Christopher J. Donovan is a partner with Foley & Lardner LLP. He focuses his practice on advising companies and their investors and lenders in mergers and acquisitions, recapitalizations, buyouts and restructurings as well as advising on a broad range of commercial arrangements. Mr. Donovan has particular experience in the health service, particularly post-acute, and life sciences sectors. He has a unique blend of deep regulatory as well as corporate and finance experience to bring to a transaction as a result of his consummating dozens of health and life science deals, both domestic and international. He is a member of the firm’s Health Care and Life Sciences Industry Teams as well as the Private Equity & Venture Capital Practice.

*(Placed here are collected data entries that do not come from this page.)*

PR #7908, opened 2025-06-07
Fixed: Handling series with empty IMDB IDs in lists clean library

mpeleshenko:
#### Description
Fixed import list sync cleanup which was not cleaning up all series without an ImdbId if the import lists contained series without an ImdbId as well, despite no match on other criteria.


markus101:
Thanks for the fix!

PR #7923, opened 2025-06-16
fix: select all on series import

### LINKED ISSUE #7909: Select All in Library Import

### Current Behavior

The select all toggle button at the top of the Library Import table doesn't function, select boxes don't toggle on and off.

It seems to work when all shows are not in sonarr, but when one has been matched to an existing show it appears unable to toggle properly.

trying to toggle on and off when one show has been marked as existing:

https://github.com/user-attachments/assets/35b42b3c-6567-4b8a-ba78-893b0b4de087

when none of the shows are matched to existing:

https://github.com/user-attachments/assets/07f738b5-6344-4d23-ad1f-2077cdab4591

### Expected Behavior

toggle on and off all importable shows, skipping the Exisiting ones

### Steps To Reproduce

1. Go to library import for a folder with some unmatched files
2. let the processing run and attempt to match
3. if one is matched to an existing show attempt to toggle.

### Environment

```markdown
- OS: Windows 11 & ubuntu
- Sonarr: 4.0.14.2938
- Docker Install: no & yes
- Using Reverse Proxy: no & yes
- Browser: Firefox & Chrome
- Database: Sqlite 3.49.2
```

Develop

### Trace Logs?

Frontend issue, no trace logs generated for it

### Anything else?

_No response_

ricecrackerfiend:
Change the behaviour of the SelectAll checkbox input in the ImportSeriesHeader to properly account for selectable rows only.

#### Description

When rows in the ImportSeriesList are a mix of selected and unselected, a null value gets passed to the CheckboxInput in the list header. Null is treated as falsy, and so when you click on the input element, the browser tries to flip the checkbox value to true which will then select all rows.

Under normal circumstances where every item is selectable, this is fine. You can click the checkbox in the list header to select everything. The checkbox value will then become true, and you can click it again to set it to false. However, in the import series list, some rows are not selectable because the series might already exist in the user's series library or because it might not match any known series.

Prior to joining Foley, Mr. Donovan was a member of the Corporate and Health Practice Groups for 29 years in the Boston office of McDermott Will & Emery LLP.
- Mr. Donovan has been Peer Review Rated as AV® Preeminent™, the highest performance rating in Martindale-Hubbell's peer review rating system. He was recently recognized by the Legal 500 for his work in the area of health care – service providers (2014).
- Representative Transactions
- Represented Revera Inc., a leading provider of seniors’ accommodation, in a new co-investment with Health Care REIT in the ownership of the Sunrise Senior Living management company.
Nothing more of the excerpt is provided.